The Third Circuit Decides “We’re (Not) Nationwide”
Wednesday, August 3, 2022

Widening the split among circuit courts, the Third Circuit recently rejected attempts by two out-of-state employees to join an FLSA collective action as opt-in plaintiffs because their claims did not “arise out of or relate to” the defendant’s contacts with the state in which the case is pending. 

In Fischer v. Federal Express Corp. et al., __ F.4th __ (2022), the district court rejected notices of consent to join the litigation filed by two former employees who had not worked for FedEx in Pennsylvania, where the FLSA collective action currently is pending.  Because FedEx is based in Tennessee and incorporated in Delaware, Pennsylvania courts lack general jurisdiction over it and thus plaintiffs must establish specific jurisdiction. 

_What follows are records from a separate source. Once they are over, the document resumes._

PR #408, opened 2023-04-13
Feat/show expiry on position

### LINKED ISSUE #385: Show the expiry in the position and when creating an order
e.g. 00:00 every day

holzeis:
resolves #385

### DIFF
--- a/coordinator/src/node.rs
+++ b/coordinator/src/node.rs
@@ -66,7 +66,7 @@ impl Node {
         let margin_trader = margin_trader(trade_params);
         let margin_coordinator = margin_coordinator(trade_params);
 
-        let tomorrow = OffsetDateTime::now_utc().date() + Duration::days(1);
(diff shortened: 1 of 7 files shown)


coordinator/src/node.rs
```diff
@@ -66,7 +66,7 @@ impl Node {
         let margin_trader = margin_trader(trade_params);
         let margin_coordinator = margin_coordinator(trade_params);
 
-        let tomorrow = OffsetDateTime::now_utc().date() + Duration::days(1);
+        let tomorrow = OffsetDateTime::now_utc().date() + Duration::days(2);
```
1010Tom, line 69: Why +2 days?

holzeis: so it will be open for at least 24h, up to 47 hours and 59 mins.

1010Tom (approved):
LGTM

PR #415, opened 2023-04-13
Placeholders for empty position / orders tabs

da-kami:
- If there is no position / orders then show placeholder message
- If there is an order currently being filled then show an according message in position tab

image

image


holzeis (approved):
LGTM 👍

bonomat (approved):
Functional :)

Relying on Bristol-Myers Squibb Co. v. Sup. Ct., __ U.S. __, 137 S. Ct. 1773 (2017), the district court found that it lacked specific personal jurisdiction over FedEx with respective to the opt-in plaintiffs (one from Maryland and the other from New York) because “Fed. R. Civ. P. 4(k)(1)(A) requires a federal court to follow the personal jurisdiction rules applicable to a state court.”  The FLSA does not provide for nationwide service of process and the court did not have personal jurisdiction to adjudicate the two potential opt-in plaintiffs’ wage and hour claims that arose out of or were related to the company’s conduct outside of Pennsylvania. 

On appeal, the Third Circuit affirmed, finding a lack of personal jurisdiction over the claims of these employees to conduct that occurred in Pennsylvania.  The New York and Maryland opt-in plaintiffs’ claims did not arise from FedEx’s Pennsylvania contacts, so “the initial service of a summons cannot be used to exercise jurisdiction over” the company on the opt-in plaintiffs’ claims.  The court also rejected plaintiff’s analogy of the FLSA collective action to Rule 23 class actions, noting the two were “materially different.”

The decision aligns the Third Circuit with the Sixth and Eighth Circuits, which have arrived at the same conclusion.  Thus, in these courts, “where the basis of personal jurisdiction in an FLSA collective action in a federal court is specific personal jurisdiction established by serving process,” opt-in plaintiffs must show that their “claim arises out of or relates to the defendant’s minimum contacts with the forum state.”  In contrast, the First Circuit reached a different decision, allowing out-of-state plaintiffs to opt in when their claims “arise out of or relate to a defendant’s minimum contacts with the entire nation.”  See Waters v. Day & Zimmermann NPS Inc., 23 F.4th 84 (2022).  The court there found that barring out-of-state opt-ins would “frustrate” the purposes of an FLSA collective action and permitting employees to join together in a single action would increase efficiency.

In June 2022, the U.S. Supreme Court declined to take up this split, leaving employers with confusing procedural challenges over the scope of FLSA collective actions when the company is not based or incorporated in the state.